■ **Stored items**:
══════
PR #45, opened 2018-11-30
codeReview of 2 from 9

mattia1142866:
the important part of code to review is in CameraActivity.java from line 202 to the end (in this moment the file is not ready to review, tomorrow morning (01/12) I review the code and it will ready to review).

### DIFF
--- a/app/src/main/java/unipd/se18/ocrcamera/CameraActivity.java
+++ b/app/src/main/java/unipd/se18/ocrcamera/CameraActivity.java
@@ -299,15 +299,12 @@ public class CameraActivity extends AppCompatActivity {
         }else{
             Log.d("createOCRCDirs", "already exists");
         }
-        //Log.e("createTessDirs", "launching copyTessDataForTextRecognizor()");
-        //copyTessDataForTextRecognizor();
     }
 
     /**
      * Takes a photo.
      */
     private void takePhoto() {
-        Log.d(TAG,"takePicture");
         if(null == mCameraDevice) {
             Log.e(TAG, "cameraDevice is null");
             return;
@@ -319,12 +316,11 @@ public class CameraActivity extends AppCompatActivity {
             if (characteristics != null) {
                 jpegSizes = characteristics.get(CameraCharacteristics.SCALER_STREAM_CONFIGURATION_MAP).getOutputSizes(ImageFormat.JPEG);
             }
-            int width = 6440;
+            int width = 640;
             int height = 480;
             if (jpegSizes != null && 0 < jpegSizes.length) {
                 width = jpegSizes[0].getWidth();
                 height = jpegSizes[0].getHeight();
-                //devo fare un print delle dimensioni!!!!!!!!!!!!!!
             }
             ImageReader reader = ImageReader.newInstance(width, height, ImageFormat.JPEG, 1);
             List<Surface> outputSurfaces = new ArrayList<Surface>(2);
@@ -348,7 +344,7 @@ public class CameraActivity extends AppCompatActivity {
             } catch(IOException e){
                 e.printStackTrace();
             }
-            final Intent intentOCR= new Intent(this,ResultActivity.class);
+            final Intent intentOCR= new Intent(this, ResultActivity.class);
             intentOCR.putExtra("imgPath", file.getPath());
             ImageReader.OnImageAvailableListener readerListener = new ImageReader.OnImageAvailableListener() {
                 @Override
@@ -370,6 +366,12 @@ public class CameraActivity extends AppCompatActivity {
                         }
                     }
                 }
+
+                /**
+                 * saves the vector of bytes using FileOutputStream
+                 * @param bytes the vector of bytes of the bitmap image
+                 * @throws IOException because can occur a IOException
+                 */
                 private void save(byte[] bytes) throws IOException {
                     OutputStream output = null;
                     try {
@@ -390,7 +392,7 @@ public class CameraActivity extends AppCompatActivity {
                     Log.d(TAG, "foto salvata");
                     super.onCaptureCompleted(session, request, result);
                     Toast.makeText(CameraActivity.this, "Saved:" + file, Toast.LENGTH_SHORT).show();
-                    //createCameraPreview();
+                    //here was createCameraPreview() but in order to show the result i start another activity
                     startActivity(intentOCR);
                 }
             };
--- a/app/src/main/java/unipd/se18/ocrcamera/CameraActivity.java
+++ b/app/src/main/java/unipd/se18/ocrcamera/CameraActivity.java
@@ -1,0 +1,446 @@
+package unipd.se18.ocrcamera;
+
+import android.Manifest;
+import android.content.Context;
+import android.content.Intent;
+import android.content.pm.PackageManager;
+import android.graphics.ImageFormat;
+import android.graphics.SurfaceTexture;
+import android.hardware.camera2.CameraAccessException;
+import android.hardware.camera2.CameraCaptureSession;
+import android.hardware.camera2.CameraCharacteristics;
+import android.hardware.camera2.CameraDevice;
+import android.hardware.camera2.CameraManager;
+import android.hardware.camera2.CameraMetadata;
+import android.hardware.camera2.CaptureRequest;
+import android.hardware.camera2.TotalCaptureResult;
+import android.hardware.camera2.params.StreamConfigurationMap;
+import android.media.Image;
+import android.media.ImageReader;
+import android.os.Bundle;
+import android.os.Environment;
+import android.os.Handler;
+import android.os.HandlerThread;
+import android.support.annotation.NonNull;
+import android.support.v4.app.ActivityCompat;
+import android.support.v7.app.AppCompatActivity;
+import android.util.Log;
+import android.util.Size;
+import android.util.SparseIntArray;
+import android.view.Surface;
+import android.view.TextureView;
+import android.view.View;
+import android.widget.Button;
+import android.widget.Toast;
+
+import java.io.File;
+import java.io.FileNotFoundException;
+import java.io.FileOutputStream;
+import java.io.IOException;
+import java.io.OutputStream;
+import java.nio.ByteBuffer;
+import java.util.ArrayList;
+import java.util.Arrays;
+import java.util.Calendar;
+import java.util.List;
+
+/**
+ * The Activity useful for making photos
+ */
+public class CameraActivity extends AppCompatActivity {
+
+    // Final shared variables
+    /**
+     * TAG used for logs
+     */
+    private static final String TAG = "CameraActivity";
+    /**
+     * directory used to save images and/or text recognized
+     */
+    private static final File SAVE_DIR = new File(Environment.getExternalStorageDirectory().getAbsolutePath() + "/OCRCamera/Pictures/");
+
+    //creation intent
+
+    /**
+     * Code for the permission requested
+     */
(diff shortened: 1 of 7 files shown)


mattia1142866:
the last commit include more comments and clean code. this code is not working because i've not import the manifest and the resources.

leopardo-rossi-developer:
After the last commit you made I can't leave comments on your whole code because I can only read the last changes you made. For this reason to do the codereview I'll look the code you uploaded in the first commit, considering the updates you made in the second one

app/src/main/java/unipd/se18/ocrcamera/CameraActivity.java
```diff
@@ -0,0 +1,446 @@
...
+     * Controls the output of the permissions requests.
+     * @param requestCode The code assigned to the request
+     * @param permissions The list of the permissions requested
+     * @param grantResults The results of the requests
+     */
+    @Override
+    public void onRequestPermissionsResult(int requestCode, @NonNull String permissions[], @NonNull int[] grantResults) {
+        if (requestCode == MY_CAMERA_REQUEST_CODE) {
+            if (grantResults[0] == PackageManager.PERMISSION_DENIED) {
+                // close the app
```
leopardo-rossi-developer: Thinking to user's experience it's not good that if permissions aren't granted the app closes. 
Why don't you only show a message to the user to alert him that without permissions the app won't work?

app/src/main/java/unipd/se18/ocrcamera/CameraActivity.java
```diff
@@ -0,0 +1,446 @@
...
+                Toast.makeText(CameraActivity.this, "Sorry!!!, you can't use this app without granting permission", Toast.LENGTH_LONG).show();
+                finish();
```
leopardo-rossi-developer, line 237: Thinking to user's experience it's not good that if permissions aren't granted the app closes.
Why don't you only show a message to the user to alert him that without permissions the app won't work?

app/src/main/java/unipd/se18/ocrcamera/CameraActivity.java
```diff
@@ -0,0 +1,446 @@
...
+
+    /**
+     * CameraPatureSession used for the camera preview;
+     */
+    private CameraCaptureSession mCameraCaptureSession;
+
+    /**
+     * Size used for the camera preview
+     */
+    private Size mPreviewSize;
```
leopardo-rossi-developer, line 109: I think this name isn't clear enough. I would have used something like "cameraPreviewSize"

app/src/main/java/unipd/se18/ocrcamera/CameraActivity.java
```diff
@@ -0,0 +1,446 @@
...
+        try {
+            //creates texture view
+            SurfaceTexture texture = mCameraTextureView.getSurfaceTexture();
+            assert texture != null;
+            texture.setDefaultBufferSize(mPreviewSize.getWidth(), mPreviewSize.getHeight());
+            //Output
+            Surface surface = new Surface(texture);
+            mCaptureRequestBuilder = mCameraDevice.createCaptureRequest(CameraDevice.TEMPLATE_PREVIEW);
+            mCaptureRequestBuilder.addTarget(surface);
+            mCameraDevice.createCaptureSession(Arrays.asList(surface), new CameraCaptureSession.StateCallback(){
```
leopardo-rossi-developer, line 255: Here comments aren't clear enough. 
Which is _texture_ variable purpose? Which is _surface_ variable purpose?

app/src/main/java/unipd/se18/ocrcamera/CameraActivity.java
```diff
@@ -0,0 +1,446 @@
...
+    /**
+     * Updates the preview of the camera frames.
+     */
+    private void updatePreview() {
+        if(null == mCameraDevice) {
+            Log.e(TAG, "updatePreview error, return");
+        }
+        mCaptureRequestBuilder.set(CaptureRequest.CONTROL_MODE, CameraMetadata.CONTROL_MODE_AUTO);
+        try {
+            mCameraCaptureSession.setRepeatingRequest(mCaptureRequestBuilder.build(), null, mBackgroundHandler);
```
leopardo-rossi-developer, line 285: What are you doing in this line and in line 283? There's no comments in this part of code and I think you should insert them because this is an important part of code

app/src/main/java/unipd/se18/ocrcamera/CameraActivity.java
```diff
@@ -0,0 +1,446 @@
...
+        } catch (CameraAccessException e) {
+            e.printStackTrace();
+        }
+    }
+
+    /**
+     * Create App's Directories
+     */
+    public void createOCRCDirs(){
```
leopardo-rossi-developer, line 294: For what reason do you want to create directories for OCR? If I were you, I'd add more accurate method's specification so that it's clear for who read this method which is its purpose?

app/src/main/java/unipd/se18/ocrcamera/CameraActivity.java
```diff
@@ -0,0 +1,446 @@
...
+        }
+        CameraManager manager = (CameraManager) getSystemService(Context.CAMERA_SERVICE);
+        try {
+            CameraCharacteristics characteristics = manager.getCameraCharacteristics(mCameraDevice.getId());
+            Size[] jpegSizes = null;
+            if (characteristics != null) {
+                jpegSizes = characteristics.get(CameraCharacteristics.SCALER_STREAM_CONFIGURATION_MAP).getOutputSizes(ImageFormat.JPEG);
+            }
+            int width = 6440;
+            int height = 480;
```
leopardo-rossi-developer, line 320: I'll suggest you to put these two numbers into two constants, because in this reason if in the future they will change it will be easier to update them

app/src/main/java/unipd/se18/ocrcamera/CameraActivity.java
```diff
@@ -0,0 +1,446 @@
...
+            if (jpegSizes != null && 0 < jpegSizes.length) {
```
leopardo-rossi-developer, line 321: Ambiguous if condition. What do you think of _jpegSizes != null && jpegSizes.length > 0_?

app/src/main/java/unipd/se18/ocrcamera/CameraActivity.java
```diff
@@ -0,0 +1,446 @@
...
+                height = jpegSizes[0].getHeight();
+                //devo fare un print delle dimensioni!!!!!!!!!!!!!!
+            }
+            ImageReader reader = ImageReader.newInstance(width, height, ImageFormat.JPEG, 1);
+            List<Surface> outputSurfaces = new ArrayList<Surface>(2);
+            outputSurfaces.add(reader.getSurface());
+            outputSurfaces.add(new Surface(mCameraTextureView.getSurfaceTexture()));
+            final CaptureRequest.Builder captureBuilder = mCameraDevice.createCaptureRequest(CameraDevice.TEMPLATE_STILL_CAPTURE);
+            captureBuilder.addTarget(reader.getSurface());
+            captureBuilder.set(CaptureRequest.CONTROL_MODE, CameraMetadata.CONTROL_MODE_AUTO);
```
leopardo-rossi-developer, line 331: This part of code, from line 329 to line 335, is very hard to understand without any comments

app/src/main/java/unipd/se18/ocrcamera/CameraActivity.java
```diff
@@ -0,0 +1,446 @@
...
+            final File file = new File(Environment.getExternalStorageDirectory()+"/OCRCamera/Pictures/"+currentTime+".jpg");
+            file.mkdirs();
+            try {
+                if(file.exists()){
+                    file.delete();
+                }
+                file.createNewFile();
+            } catch(IOException e){
+                e.printStackTrace();
+            }
```
leopardo-rossi-developer, line 346: Why don't you put this part of code, from line 341 to line 350, inside a method that will return the file's path? In this way the code will be clearer than now and you can use file's creation in different parts of code without writing it every time.

app/src/main/java/unipd/se18/ocrcamera/CameraActivity.java
```diff
@@ -0,0 +1,446 @@
...
+            };
+            reader.setOnImageAvailableListener(readerListener, mBackgroundHandler);
+            final CameraCaptureSession.CaptureCallback captureListener = new CameraCaptureSession.CaptureCallback() {
+                @Override
+                public void onCaptureCompleted(CameraCaptureSession session, CaptureRequest request, TotalCaptureResult result) {
+                    Log.d(TAG, "foto salvata");
+                    super.onCaptureCompleted(session, request, result);
+                    Toast.makeText(CameraActivity.this, "Saved:" + file, Toast.LENGTH_SHORT).show();
+                    //createCameraPreview();
+                    startActivity(intentOCR);
```
leopardo-rossi-developer, line 396: If I were you, I'd declared the intente variable here and not where you've declared it because you need it at this point of code and not before. In this way another programmer that reads this code doesn't have to scroll up trying to find where _intentOCR_ is declared

app/src/main/java/unipd/se18/ocrcamera/CameraActivity.java
```diff
@@ -0,0 +1,446 @@
...
+    }
+    protected void stopBackgroundThread() {
+        mBackgroundThread.quitSafely();
+        try {
+            mBackgroundThread.join();
+            mBackgroundThread = null;
+            mBackgroundHandler = null;
+        } catch (InterruptedException e) {
+            e.printStackTrace();
+        }
```
leopardo-rossi-developer, line 446: These two methods don't have any description to say to who read them what is their purpose

app/src/main/java/unipd/se18/ocrcamera/CameraActivity.java
mattia1142866: right observation. maybe i tougth that was the fastest way to write the code, and after i've never optimized it

app/src/main/java/unipd/se18/ocrcamera/CameraActivity.java
mattia1142866: you're right. my mistake.

app/src/main/java/unipd/se18/ocrcamera/CameraActivity.java
mattia1142866: beacouse my goal was to keeping track keep track of many processed photos (at least the under 50)

app/src/main/java/unipd/se18/ocrcamera/CameraActivity.java
mattia1142866: possibile (but really difficult) computational errors.

app/src/main/java/unipd/se18/ocrcamera/CameraActivity.java
mattia1142866: yes, you're right. in this class it's quiet ambiguous, i thought that was useful to find the errors and what triggered them, in this case concerning the creation of directories.

app/src/main/java/unipd/se18/ocrcamera/CameraActivity.java
leopardo-rossi-developer: Ok perfect! Write this thing in method's specifications so that is it clear for everyone who reads the method

leopardo-rossi-developer:
I can't close the code review because I can't see a commit with the changes I suggested you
══════
■ **What to produce**:
The response must consist of the lines above, from the first one through the line containing "-370,6 +366,12 @@", reproduced exactly.

■ **Written response**:
PR #45, opened 2018-11-30
codeReview of 2 from 9

mattia1142866:
the important part of code to review is in CameraActivity.java from line 202 to the end (in this moment the file is not ready to review, tomorrow morning (01/12) I review the code and it will ready to review).

### DIFF
--- a/app/src/main/java/unipd/se18/ocrcamera/CameraActivity.java
+++ b/app/src/main/java/unipd/se18/ocrcamera/CameraActivity.java
@@ -299,15 +299,12 @@ public class CameraActivity extends AppCompatActivity {
         }else{
             Log.d("createOCRCDirs", "already exists");
         }
-        //Log.e("createTessDirs", "launching copyTessDataForTextRecognizor()");
-        //copyTessDataForTextRecognizor();
     }
 
     /**
      * Takes a photo.
      */
     private void takePhoto() {
-        Log.d(TAG,"takePicture");
         if(null == mCameraDevice) {
             Log.e(TAG, "cameraDevice is null");
             return;
@@ -319,12 +316,11 @@ public class CameraActivity extends AppCompatActivity {
             if (characteristics != null) {
                 jpegSizes = characteristics.get(CameraCharacteristics.SCALER_STREAM_CONFIGURATION_MAP).getOutputSizes(ImageFormat.JPEG);
             }
-            int width = 6440;
+            int width = 640;
             int height = 480;
             if (jpegSizes != null && 0 < jpegSizes.length) {
                 width = jpegSizes[0].getWidth();
                 height = jpegSizes[0].getHeight();
-                //devo fare un print delle dimensioni!!!!!!!!!!!!!!
             }
             ImageReader reader = ImageReader.newInstance(width, height, ImageFormat.JPEG, 1);
             List<Surface> outputSurfaces = new ArrayList<Surface>(2);
@@ -348,7 +344,7 @@ public class CameraActivity extends AppCompatActivity {
             } catch(IOException e){
                 e.printStackTrace();
             }
-            final Intent intentOCR= new Intent(this,ResultActivity.class);
+            final Intent intentOCR= new Intent(this, ResultActivity.class);
             intentOCR.putExtra("imgPath", file.getPath());
             ImageReader.OnImageAvailableListener readerListener = new ImageReader.OnImageAvailableListener() {
                 @Override
@@ -370,6 +366,12 @@ public class CameraActivity extends AppCompatActivity {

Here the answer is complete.